WHAT NEEDS TO BE DONE: Reproduce each line of the entries that carries "want".

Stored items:
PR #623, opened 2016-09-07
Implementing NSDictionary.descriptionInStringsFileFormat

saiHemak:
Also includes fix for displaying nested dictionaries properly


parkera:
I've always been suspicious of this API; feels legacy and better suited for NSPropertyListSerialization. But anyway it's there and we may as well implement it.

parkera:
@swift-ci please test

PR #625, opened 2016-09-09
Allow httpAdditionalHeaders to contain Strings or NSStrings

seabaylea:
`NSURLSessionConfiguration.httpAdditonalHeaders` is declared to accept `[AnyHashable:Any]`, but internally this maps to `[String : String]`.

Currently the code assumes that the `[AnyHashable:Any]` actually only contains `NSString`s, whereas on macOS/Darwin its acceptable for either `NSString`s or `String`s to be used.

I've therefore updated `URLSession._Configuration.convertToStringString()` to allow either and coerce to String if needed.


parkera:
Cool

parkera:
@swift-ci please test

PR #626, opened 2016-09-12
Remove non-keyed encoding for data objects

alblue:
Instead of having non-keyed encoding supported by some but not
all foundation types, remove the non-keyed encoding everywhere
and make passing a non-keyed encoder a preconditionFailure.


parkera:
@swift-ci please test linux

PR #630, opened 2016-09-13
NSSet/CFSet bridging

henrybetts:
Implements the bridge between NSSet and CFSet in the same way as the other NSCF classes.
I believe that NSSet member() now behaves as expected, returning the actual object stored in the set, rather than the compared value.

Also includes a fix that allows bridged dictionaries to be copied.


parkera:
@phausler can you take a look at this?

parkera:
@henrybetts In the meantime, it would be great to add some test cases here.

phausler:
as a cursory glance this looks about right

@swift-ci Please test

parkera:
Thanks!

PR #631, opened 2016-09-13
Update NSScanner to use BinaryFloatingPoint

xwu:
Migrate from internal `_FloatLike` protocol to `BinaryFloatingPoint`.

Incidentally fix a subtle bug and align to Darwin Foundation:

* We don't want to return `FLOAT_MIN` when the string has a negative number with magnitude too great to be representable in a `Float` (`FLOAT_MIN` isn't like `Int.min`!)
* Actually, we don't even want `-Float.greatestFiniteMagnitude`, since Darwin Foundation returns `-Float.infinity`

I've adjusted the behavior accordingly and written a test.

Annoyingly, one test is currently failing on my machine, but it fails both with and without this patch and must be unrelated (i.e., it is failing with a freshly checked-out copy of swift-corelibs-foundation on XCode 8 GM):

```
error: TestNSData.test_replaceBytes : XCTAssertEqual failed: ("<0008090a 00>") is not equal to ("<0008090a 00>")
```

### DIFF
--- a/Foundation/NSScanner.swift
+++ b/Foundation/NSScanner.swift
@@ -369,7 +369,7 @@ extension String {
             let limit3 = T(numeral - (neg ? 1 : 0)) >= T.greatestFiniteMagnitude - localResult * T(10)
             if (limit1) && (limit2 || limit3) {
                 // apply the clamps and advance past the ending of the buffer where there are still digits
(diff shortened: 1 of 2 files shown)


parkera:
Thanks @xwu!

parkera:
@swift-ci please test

* * *

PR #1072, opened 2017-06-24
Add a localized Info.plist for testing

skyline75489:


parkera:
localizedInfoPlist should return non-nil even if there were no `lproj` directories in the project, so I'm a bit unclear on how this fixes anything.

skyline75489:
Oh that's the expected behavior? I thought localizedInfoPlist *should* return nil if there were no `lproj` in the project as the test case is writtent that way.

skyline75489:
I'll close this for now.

RESPONSE TO THE EXERCISE:
* We don't want to return `FLOAT_MIN` when the string has a negative number with magnitude too great to be representable in a `Float` (`FLOAT_MIN` isn't like `Int.min`!)
* Actually, we don't even want `-Float.greatestFiniteMagnitude`, since Darwin Foundation returns `-Float.infinity`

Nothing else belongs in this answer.